= Beginning of Section =
PR #117, opened 2020-09-21
divert_PV_ratio: adjustable requirement on available PV power before starting charge or incrementing current

treepleks:
Adds a divert_PV_ratio parameter with a default value of 1.0 that 
    requires 100% of PV power for starting charging. There is a related wifi gui
    pull request. This compiles fines but has not been tested. Some feedback
    from the Open EVSE team would be welcome before I test flashing my
    ESP32.

    Motivation

    Because charge cannot start with less than 6A, and is incremented by
    steps of 1A, it is not possible for OpenEVSE to exactly consume the
    available excess of PV power. The divert_PV_ratio declares what
    minimum fraction of PV power is required to start charging or
    increment charging current.
    
    The default of 1.0 means that charging only starts (or is incremented)
    when all the required power is available as excess PV power. A higher
    value (1.1) would start only with an extra safety margin.
    
    Values below 1.0 are economically preferable if the kWh selling price
    is strictly less than the kWh night-price which is the usual
    situation. In this case, if the current fraction of excedent PV power
    is sufficient to make the extra imported power cost less than it would
    cost with the night price, it's better to charge now.
    
    As a rule of thumb, if the Daylight price is noted "D", the Night
    price "N" and the selling price "S", the optimal setting for the
    divert_PV_ratio is:
    
                      (D-N)/(D-S)
    
    If the actual (Daylight) price is 0.15/kWh but there is cheap Night
    charging price of 0.10/kWh and an actual selling price of 0.05/kWh
    then the best ratio to use is:
    
        (0.15 - 0.10)/(0.15 - 0.05) = 0.05/0.1 = 0.5

### DIFF
--- a/divert_sim/RapiSender.cpp
+++ b/divert_sim/RapiSender.cpp
@@ -1,6 +1,5 @@
 #include <Arduino.h>
 #include "RapiSender.h"
-#include "debug.h"
 #include "openevse.h"
 #include "input.h"
 
@@ -9,6 +8,7 @@
 #ifdef ENABLE_DEBUG
 #define DBG
 #endif
+#define DBUGF
 
 static CommandItem commandQueueItems[RAPI_MAX_COMMANDS];
 
--- a/divert_sim/divert_sim.cpp
+++ b/divert_sim/divert_sim.cpp
@@ -7,11 +7,10 @@
 #endif
 
 #include "Console.h"
-#include "emonesp.h"
+//#include "emonesp.h"
 #include "RapiSender.h"
 #include "openevse.h"
 #include "divert.h"
-#include "emonesp.h"
 #include "event.h"
 
 #include "parser.hpp"
@@ -25,6 +24,7 @@ long pilot = 32;                      // OpenEVSE Pilot Setting
 long state = OPENEVSE_STATE_SLEEPING; // OpenEVSE State
 String mqtt_solar = "";
 String mqtt_grid_ie = "";
+uint32_t flags;
 
 int date_col = 0;
 int grid_ie_col = -1;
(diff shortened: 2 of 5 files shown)


jeremypoulter:
It would be really handy if you could use the `divert_sim` to generate some graphs of how these changes alter the behaviour of the charging.

jeremypoulter:
FYI this is what I generated from the current divert module
[OpenEVSE Solar Divert Simulations - Final.pdf](https://github.com/OpenEVSE/ESP32_WiFi_V3.x/files/5279412/OpenEVSE.Solar.Divert.Simulations.-.Final.pdf)

treepleks:
Thanks a lot Jeremy for the feedback. I must confess I sort of hoped the Open EVSE team would be ready to do the simulation :-). I installed the full ESP32 compilation kit just to add this improvement, I can produce a firmware but am still reluctant to flash it on the wall box before it has been tested. 
Is there a guide on how to use/setup divert_sim? Do I need an ESP32 module for this (I have one or 2 left I think, but not the same branding company). Any pointer/URL would be handy.

treepleks:
Ok, looking to the code, I understand divert_sim is just a wrapper around divert. I added the required 

`+double divert_PV_ratio = 0.5;`

in divert_simp.cpp. Also added MicroDebug.h and StreamSpy.h. But make still complains at linking:
```
g++ -o divert_sim  divert.o WString.o RapiSender.o Console.o Print.o Core.o divert_sim.o -I. -I FakeDuino -I ../src -I../.pio/libdeps/openevse_huzzah32_idf/ArduinoJson/src -I../.pio/libdeps/openevse_huzzah32_idf/OpenEVSE/src -ggdb -DDIVERT_SIM -DRAPI_PORT=Console -pthread
/usr/bin/ld: divert.o: in function `config_pause_uses_disabled()':
/home/tom/Dev/ESP32_WiFi_V3.x/divert_sim/../src/app_config.h:105: undefined reference to `flags'
/usr/bin/ld: divert_sim.o: in function `__static_initialization_and_destruction_0(int, int)':
/home/tom/Dev/ESP32_WiFi_V3.x/divert_sim/divert_sim.cpp:22: undefined reference to `SerialEvse'
collect2: error: ld returned 1 exit status
```
I must be missing something. Any hint here?

jeremypoulter:
Oh, I will take a look at it, that is s related to some resent changes I made...

treepleks:
It's Ok. I could achieve it with a few changes:

RapiSender.cpp:
```
-#include "debug.h"
+#define DBUGF
```

divert_sim.cpp
```
-#include "emonesp.h"
-#include "emonesp.h" (yes, it's there twice :-)
+uint32_t flags;
+double voltage = 240; // Voltage from OpenEVSE or MQTT
+double divert_PV_ratio = 1.0;
```

And it worked. Simulations show it works as expected. Attached simulations for various values of PV_divert_ratio (GRID_IE_RESERVE_POWER  = 0.0  except last where it is 100 as in the vanilla version) 

- 0.05: wants to sell nothing to the grid provider
- 0.39: optimal for me
- 0.5: starts/increment as soon as 50% of the marginal difference is there
- 0.75: same with 75%
- 1.0: wants to avoid eating from the grid
- 1.1: same with a margin safety on transitions
- 1.0+100: same with a constant margin safety of 100W (vanilla OpenEVSE setting essentially)

I would suggest that when divert_PV_ratio >1, the decimal part should go to GRID_IE_RESERVE_POWER. This means that with divert_PV_ratio = 
- 1.1 it would wait for 100% solar and 144W margin. 
- 1.2 it would wait for 100% solar and 288W margin. 
- 0.9 it would wait for 90% solar and 0W margin. 

Just tell me what you think of this.
[Divert-1.0+100.pdf](https://github.com/OpenEVSE/ESP32_WiFi_V3.x/files/5286870/Divert-1.0%2B100.pdf)
[Divert-1.1.pdf](https://github.com/OpenEVSE/ESP32_WiFi_V3.x/files/5286871/Divert-1.1.pdf)
[Divert-1.0.pdf](https://github.com/OpenEVSE/ESP32_WiFi_V3.x/files/5286872/Divert-1.0.pdf)
[Divert-0.75.pdf](https://github.com/OpenEVSE/ESP32_WiFi_V3.x/files/5286873/Divert-0.75.pdf)
[Divert-0.5.pdf](https://github.com/OpenEVSE/ESP32_WiFi_V3.x/files/5286874/Divert-0.5.pdf)
[Divert-0.39.pdf](https://github.com/OpenEVSE/ESP32_WiFi_V3.x/files/5286875/Divert-0.39.pdf)
[Divert-0.05.pdf](https://github.com/OpenEVSE/ESP32_WiFi_V3.x/files/5286876/Divert-0.05.pdf)

jeremypoulter:
Thanks for doing those, I must admit I have read the description several times and I am not entirely sure I get the logic. The graphs certainly look better from the point of view of not starting/stopping the charge so much, which I guess is the point, to sacrifice using grid power to make sure all solar is used. I think I would prefer the default to be 1.1 do better match the existing logic, but with that change I would be happy for it to be merged. @glynhudson what do you think?

glynhudson:
Adding `divert_PV_ratio` as an advanced option looks like a good idea to me. The simulations looks good and make sense. 

Have you tested this on your ESP32?

treepleks:
Hello Glyn,

Yes. After I sent the simulations to Jeremy I actually flashed my Open EVSE with it and it works just fine. It changes a lot for me. I have 3kW panels, with work at home, we easily use 900W for various items (up to 4 computers are on) and on a sunny day it leaves around 1500W export and the open EVSE wallbox... would never start.

Now, setting the ratio to 0.5 (which is safe, above my supposedly optimal value of 0.39) my car has charged several hours today, at minimal marginal cost.

Just great :-)

glynhudson:
@treepleks could something have gone wrong with your PR? I've just checked and I can't see a PV ratio option running the latest version:
 
Screenshot 2021-01-03 at 01 44 25

treepleks:
Hello Glynn. I'm surprised because I flashed my OpenEVSE charger with your last release (3.3.2) when I saw my PR was inside and I have it. How can this be? 

Screenshot_20210103-150911

glynhudson:
Ah, got it. My mistake solar PV ratio is only displayed when `Grid +I-E` is selected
= End of Section =
WHAT THE TASK ASKS> In the listing above, please copy exactly the lines from the first through the one that contains "steps of 1A, it", and no others.

TASK SOLUTION>
PR #117, opened 2020-09-21
divert_PV_ratio: adjustable requirement on available PV power before starting charge or incrementing current

treepleks:
Adds a divert_PV_ratio parameter with a default value of 1.0 that 
    requires 100% of PV power for starting charging. There is a related wifi gui
    pull request. This compiles fines but has not been tested. Some feedback
    from the Open EVSE team would be welcome before I test flashing my
    ESP32.

    Motivation

    Because charge cannot start with less than 6A, and is incremented by
    steps of 1A, it is not possible for OpenEVSE to exactly consume the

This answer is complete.